= Beginning of Section =

PR #917, opened 2026-07-26
Watchlists rebuild Phase A: data foundation

rmusser01:
Phase A of the Watchlists screen rebuild. **Data layer only — no UI file is touched anywhere in this branch.** Spec and plan are included as documents.

Design: `Docs/superpowers/specs/2026-07-25-watchlists-console-rebuild-design.md`
Plan: `Docs/superpowers/plans/2026-07-25-watchlists-rebuild-phase-a-data-foundation.md`

## What this adds

- `watchlists` + `watchlist_sources` tables — a watchlist is a named bundle of sources, many-to-many, the unit of organisation and checking.
- `WatchlistBundleService` — CRUD, membership, case-insensitive name collision with auto-suffixing, and a one-shot `folder` → watchlist migration.
- Durable body text on items (`content`, `content_kind`, `content_format`) plus `is_flagged`, and an FTS5 index over title/content/author with a chunked, resumable backfill.
- `persist_subscription_item` — one persistence path replacing two divergent INSERTs.
- `get_watchlist_item_counts` — per-watchlist plus Unassigned/All-sources counts in a single query.
- `local_watchlist_runs` relocated into `SubscriptionsDB` with a `batch_id` column.

## Pre-existing bugs found and fixed along the way

Design and review turned up several defects that predate this work:

- **Foreign keys were never enforced.** The `PRAGMA foreign_keys = ON` ran on a connection closed immediately afterwards, and `BaseDB._get_connection` sets only `row_factory`. Every `ON DELETE CASCADE` in this schema was inert — deleting a subscription silently orphaned its items. Fixed in its own commit.
- **Two item-INSERT paths wrote disjoint column sets**, and neither wrote body text, so what the reader could display depended on which code path fetched the item.
- **`cursor.lastrowid` returned the wrong row** on the upsert's conflict branch.
- **A failed `subscription_filters` rebuild could brick the database** — `CREATE TABLE` runs in autocommit, so the rollback left the table behind and the next open died inside `_initialize_schema`.
- **The FTS delete triggers rejected mutations of pre-existing rows.** External-content FTS5 only accepts `'delete'` for indexed rowids; the index is created empty over existing data, so update/delete of any legacy item — and cascade-delete of its source — failed with `database disk image is malformed`. The delete legs are now membership-guarded.

## Testing

`Tests/DB Tests/Subscriptions Tests/Watchlists Tests/Scheduling Tests/Home` → **671 passed, 1 failed**.

The single failure is `Tests/Watchlists/test_watchlists_navigator.py::test_navigator_has_all_section_buttons`, which fails on this branch before any of these commits — a pre-existing UI-test failure, out of scope for a data-layer change.

## Known follow-ups (not in this PR)

- **Blocks Phase B:** `backfill_items_fts` has no production caller, so pre-existing items are never indexed. Wiring was deliberately deferred so Phase A stays data-layer only.
- `SubscriptionsDB(":memory:")` is non-functional — schema is built on a throwaway connection while `.conn` opens a different, empty database. `WatchlistPreviewService.preview()` uses `:memory:`, so source Preview/dry-run is very likely broken today. Pre-existing, orthogonal to this work.
- `local_watchlist_alert_rules` is still created lazily from a service, contrary to the plan's "no lazily-created tables" constraint. Same treatment as `local_watchlist_runs`, next phase.
- Server watchlist membership has no wire path (`SourceUpdateRequest` has no `group_ids`; group requests are `extra="forbid"`), so watchlist creation is disabled on the server backend.

---
## Summary by cubic
Builds the data foundation for the Watchlists rebuild: new watchlist storage/services, item content + FTS search, and a single, reliable item-persist path; also adds and corrects the Watchlists design/specs and includes the Phase B workbench/shell plan. No UI changes.

- **New Features**
  - Add `watchlists` and `watchlist_sources` (many-to-many) and a `WatchlistBundleService` (CRUD, membership, case-insensitive naming with auto-suffix, folder→watchlist migration, paginated `list_watchlists`).
  - Store durable item body via `content`, `content_kind`, `content_format`, plus `is_flagged`; add FTS5 over title/content/author with chunked, resumable backfill.
  - Introduce `persist_subscription_item` to replace divergent INSERTs; preserves `reviewed`/`ignored`/`ingested` and returns the correct row id.
  - Provide `get_watchlist_item_counts` for per-watchlist + Unassigned/All-sources in one query.
  - Move `local_watchlist_runs` into `SubscriptionsDB` and add `batch_id`.

- **Bug Fixes**
  - Enable foreign-key enforcement on `SubscriptionsDB` runtime connections; guard the `subscription_filters` rebuild (FK OFF/ON with DROP IF EXISTS) to avoid data loss and startup lockups.
  - Fix upsert id reporting with RETURNING; previous `cursor.lastrowid` could return a wrong row.
  - Guard FTS5 delete triggers to tolerate legacy, unindexed rows and recreate triggers to upgrade in place.
  - Item persistence: route scheduled-checks through `persist_subscription_item`; collapse empty JSON fields to NULL to prevent phantom values.
  - Anchor counts on `watchlists` so empty watchlists and sources with no items report zero.

<sup>Written for commit 803bd0ccec3d7e9598402f2c2cb6b2ca7e9272db. Summary will update on new commits.</sup>

<a href="https://cubic.dev/pr/rmusser01/tldw_chatbook/pull/917?utm_source=github" target="_blank" rel="noopener noreferrer" data-no-image-dialog="true"><picture><source media="(prefers-color-scheme: dark)" srcset="https://www.cubic.dev/buttons/review-in-cubic-dark.svg"><source media="(prefers-color-scheme: light)" srcset="https://www.cubic.dev/buttons/review-in-cubic-light.svg">Review in cubic</picture></a>

### DIFF
--- a/Docs/superpowers/plans/2026-07-25-watchlists-rebuild-phase-a-data-foundation.md
+++ b/Docs/superpowers/plans/2026-07-25-watchlists-rebuild-phase-a-data-foundation.md
@@ -12,7 +12,7 @@
 
 - Spec: `Docs/superpowers/specs/2026-07-25-watchlists-console-rebuild-design.md`. Every requirement below is traceable to it.
 - All schema changes are **idempotent** — running twice is a no-op — and live in `SubscriptionsDB`: table creation in `_initialize_schema`, additive migration in `_ensure_watchlists_schema`. No table is created lazily from a service. (Ruling, 2026-07-25: this is why Task 2 relocates `local_watchlist_runs`.)
-- `PRAGMA foreign_keys = ON` is already set (`Subscriptions_DB.py:82`). Cascades are live; do not disable.
+- Foreign-key enforcement is enabled by **Task 1a**. It was previously off at runtime — see that task. Do not disable it.
 - `SubscriptionsDB` uses `threading.local()` connections (`:75`, `:368-370`). Never share a connection across threads.
 - Use `db.transaction()` (`:373`) for writes; it commits on success and rolls back on exception.
 - `subscriptions.tags` is **comma-joined**, not JSON (`:422`). `watchlists.tags` matches.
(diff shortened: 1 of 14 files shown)


rmusser01:
**Full-suite result** (promised in the PR description).

`pytest Tests -q -x` over all 16,373 collected tests: **3,963 passed, 78 skipped**, stopping at one failure after 35m12s.

The failure is `Tests/Evals/test_evaluation_metrics.py::TestEvaluationMetrics::test_instruction_adherence_basic`, and it is **not caused by this branch**. Evidence:

- Passes in isolation on the pre-branch baseline (`61205b94d`).
- Passes in isolation on this branch.
- Passes when the whole `test_evaluation_metrics.py` file is run on this branch (13 passed).
- `Tests/Evals` and `tldw_chatbook/Evals` contain no reference to `Subscriptions`, `Subscriptions_DB`, `item_persist`, or `watchlist` — and this branch changes only four files, all under `DB/` and `Subscriptions/`.

So it is pre-existing cross-test pollution that only manifests in a full-suite run, not a regression here. Worth its own investigation, but out of scope for this PR.

The targeted evidence in the PR description stands unchanged: `Tests/DB Tests/Subscriptions Tests/Watchlists Tests/Scheduling Tests/Home` → 671 passed, 1 pre-existing unrelated UI failure.

rmusser01:
## Review adjudication

**Fixed (`ca9adea2e`)**

1. **Empty JSON containers persisted as `"[]"` instead of `NULL`** — real bug, and mine. Unifying the two INSERT paths silently adopted the looser of two different behaviours: the old DB-side path used truthiness (`[]` → `NULL`), the service-side path used `is not None` (`[]` → `"[]"`). Since `_parse_categories` treats any string as comma-separated, `categories=[]` produced a phantom category `["[]"]`. `_json_or_none` now serialises empty containers to `NULL`. Verified: `categories=[] → None`, `["ai","ml"] → '["ai", "ml"]'`.
2. **`sqlite3.connect` without a context manager** — fixed with `contextlib.closing`. Note the suggested form, `with sqlite3.connect(path) as conn:`, would **not** have fixed it: sqlite3's context manager wraps a *transaction*, not the connection's lifetime, so the connection would still leak.
3. **`list_watchlists` pagination** — added `limit=100, offset=0`, matching `get_subscriptions_by_folder`'s existing signature and defaults. No current caller changes behaviour.
4. **Google-style docstrings** — `create` and the other public methods on `WatchlistBundleService` now carry Args/Returns/Raises, per `CLAUDE.md`. `add_source`'s `sqlite3.IntegrityError` was verified live rather than assumed.

**Declined, with evidence**

5. **`_ensure_watchlists_schema` adds DDL inline** — that helper and its inline-DDL pattern pre-date this branch (3 occurrences on the pre-branch baseline `61205b94d`); it is ADR-018's established mechanism, and this PR follows it rather than introducing it. Changing it is a separate refactor of existing migration architecture.
6. **`list_watchlists` bypasses `transaction()`** — it is a read. `SubscriptionsDB` reads via `self.conn` at 6+ existing sites (`:679`, `:850`, `:1003`, `:1065`, `:1092`, `:1263`). Writes in the new service do use `transaction()`. This matches the file's own convention.
7. **`PRAGMA table_info` uses an f-string** — SQLite does not accept bind parameters in `PRAGMA`, so this is not expressible as a parameterised query. The interpolated value is a hardcoded literal in test-helper code, never user-derived. There is an explicit ruling on this in the plan's Global Constraints.

## CI failures are pre-existing

The three reported failures — `test_shared_collapsible_header_hover_uses_non_obscuring_surface_contract` and both `test_chat_tab_action_hover_states_use_neutral_readable_surface` parametrisations — reproduce on **latest dev (`006b31ed2`)** with no changes applied. They are CSS hover-contract tests; this PR changes four files, all under `DB/` and `Subscriptions/`, and touches no UI or CSS.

= End of Section =

§ THE PROBLEM: Reproduce all lines from the records above that include the word "lastrowid".

§ RESULT FOR THIS TASK:
- **`cursor.lastrowid` returned the wrong row** on the upsert's conflict branch.
  - Fix upsert id reporting with RETURNING; previous `cursor.lastrowid` could return a wrong row.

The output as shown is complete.